# The "Someone talk me out of buying these" Thread



## Cardinals5 (Jun 16, 2009)

As a public service to all forum members I'm starting this thread and making myself its first victim. The purpose of the thread is to show pics of possible purchases that you're hesitant about and have other forumites talk you back from the abyss.

I like tassel loafers, I want a pair of suede loafers, have always liked NSTs, moccasins are comfortable - is this offering by Ralph Lauren (made in Italy) a horrible design monstrosity (darn things even have a kick heel) or would they look great with casual outfits and sockless in the summer?

My gut says save up for Alden suede tassels, my wallet says I can have these now for less than $50.

https://imagehost.vendio.com/bin/vi...,082710_005.JPG,082710_006.JPG,082710_007.JPG
https://imagehost.vendio.com/bin/vi...,082710_005.JPG,082710_006.JPG,082710_007.JPG
https://imagehost.vendio.com/bin/vi...,082710_005.JPG,082710_006.JPG,082710_007.JPG


----------



## Peak and Pine (Sep 12, 2007)

I will send you $25 if I can wear them half the time. So that's talking you out of half of it. Really nice shooz.


----------



## srivats (Jul 29, 2008)

Cards, I say save up and buy alden suede tassels (dark brown) f the aberdeen last fits you well.

BTW, are those RL shoes welted?


----------



## The Rambler (Feb 18, 2010)

I think you should buy those and, if you must, convert them to suede tassels, by the application of tassels which you take from a pair of junkers you keep around for parts.


----------



## Cardinals5 (Jun 16, 2009)

Peak and Pine said:


> I will send you $25 if I can wear them half the time. So that's talking you out of half of it. Really nice shooz.

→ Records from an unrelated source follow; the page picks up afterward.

PR #3283, opened 2017-10-07
move 'extend final class' to error class

m-sp:


compiler/src/dotty/tools/dotc/reporting/diagnostic/messages.scala
```diff
@@ -1770,4 +1770,12 @@ object messages {
           |"""
   }
 
+  case class ExtendFinalClass(clazz:Symbol, finalClazz: Symbol)(implicit ctx: Context) 
+    extends Message(ExtendFinalClassID) {
+    val kind = "Syntax"
+    val msg = hl"$clazz cannot extend ${"final"} $finalClazz"
+    val explanation =
+      hl"""A class marked with the ${"final"} keyword cannot be extended by an object or a class"""
```
allanrenucci: I would simply say "... cannot be extended". For instance, a `trait` cannot extends a `final class` either.

m-sp:
Thanks for the review, I've addressed your points.
I hope squashing is fine!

I'll let you have one of the shoes for $25.



srivats said:


> Cards, I say save up and buy alden suede tassels (dark brown) f the aberdeen last fits you well.
> 
> BTW, are those RL shoes welted?


The aberdeen fits pretty well so that's not a probelm. I was kind of leaning toward these because I already have two pair of Alden tassels and these are a different look. I'm not sure if they're welted (they're on eBay), but I'll assume they aren't just to be safe. These are one pair of a number of RL Italian-made shoes that have suddenly appeared on eBay that seem to have come from some mid-1990s NOS stash.



The Rambler said:


> I think you should buy those and, if you must, convert them to suede tassels, by the application of tassels which you take from a pair of junkers you keep around for parts.


:biggrin2: I'll have to find a pair of the old Nettleton speed-lacer tassels, which would look great on these. Let me check the stockroom.


----------



## Centaur (Feb 2, 2010)

The little thong of leather reminds me of the ties teddy boys used to wear.


----------



## smujd (Mar 18, 2008)

Save for Alden. Those shockingly ugly shoes will only put you another $50 away from Alden suede tassels.


----------



## PeterW (May 14, 2004)

These shoes are neither here nor there. Too cute by half. Alden, all the way bro. 

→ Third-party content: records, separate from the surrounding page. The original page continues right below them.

PR #3285, opened 2017-10-08
Fix #3273: Cook raw types

### LINKED ISSUE #3273: Dotty gets confused by raw types in bytecode signatures
Consider the following file `Test.scala`:
```scala
import org.testng.IAnnotationTransformer
import org.testng.annotations.ITestAnnotation
import java.lang.reflect.Method
import java.lang.reflect.Constructor

class SingleTestAnnotationTransformer(testName: String) extends IAnnotationTransformer {
  override def transform( annotation: ITestAnnotation, testClass: java.lang.Class[_], testConstructor: Constructor[_], testMethod: Method): Unit = {}
}
```
Running
```
./bin/dotc -classpath "$(coursier fetch -p org.testng:testng:6.8.7)" Test.scala 
```
produces the following error:
```scala
-- [E036] Reference Error: Test.scala:9:15 -------------------------
9 |  override def transform( annotation: ITestAnnotation, testClass: java.lang.Class[_], testConstructor: Constructor[_], testMethod: Method): Unit = {
  |               ^
  |               method transform overrides nothing
```

odersky:
Replace Java raw types by existentials (wildcard applications).

### DIFF
--- a/compiler/src/dotty/tools/dotc/core/classfile/ClassfileParser.scala
+++ b/compiler/src/dotty/tools/dotc/core/classfile/ClassfileParser.scala
@@ -23,6 +23,19 @@ object ClassfileParser {
   /** Indicate that there is nothing to unpickle and the corresponding symbols can
     * be invalidated. */
   object NoEmbedded extends Embedded
+
+  /** Replace raw types with wildcad applications */
+  def cook(implicit ctx: Context) = new TypeMap {
+    def apply(tp: Type): Type = tp match {
+      case tp: TypeRef if tp.symbol.typeParams.nonEmpty =>
+        AppliedType(tp, tp.symbol.typeParams.map(Function.const(TypeBounds.empty)))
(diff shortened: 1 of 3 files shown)


compiler/src/dotty/tools/dotc/core/classfile/ClassfileParser.scala
```diff
@@ -23,6 +23,19 @@ object ClassfileParser {
   /** Indicate that there is nothing to unpickle and the corresponding symbols can
     * be invalidated. */
   object NoEmbedded extends Embedded
+
+  /** Replace raw types with wildcard applications */
+  def cook(implicit ctx: Context) = new TypeMap {
+    def apply(tp: Type): Type = tp match {
+      case tp: TypeRef if tp.symbol.typeParams.nonEmpty =>
```
smarter: Micro-optimization: prefer !isEmpty, `nonEmpty` is a trait method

Also, the goal here is not to have as many shoes as possible, but to have just enough perfect shoes. These shoes are not perfect. Tassels are.


----------



## Cardinals5 (Jun 16, 2009)

That's it, fellas. Keep it up. I just need one or two more bad reactions to banish them from my mind forever.


----------



## Saltydog (Nov 3, 2007)

I've wasted more money in my life on things that were _almost_ what I wanted, but at a cheaper price, easier to get, available right now...you name it. My wife finally got through to me by telling me numerous times that if it is not exactly what I wanted...be patient, save up if you have to, you already have plenty of other (whatever it was) to wear or use until you can get exactly what you want and then you can enjoy them for years. As usual, she was always right. I never really enjoyed the "close but not quite" items that much...felt cheated out of the real thing...and ultimely used them little. Meanwhile it set me back or took away my rationale for getting the real thing (because I no longer really _needed_ it and it would be an extravagance because I already had the "close enoughs".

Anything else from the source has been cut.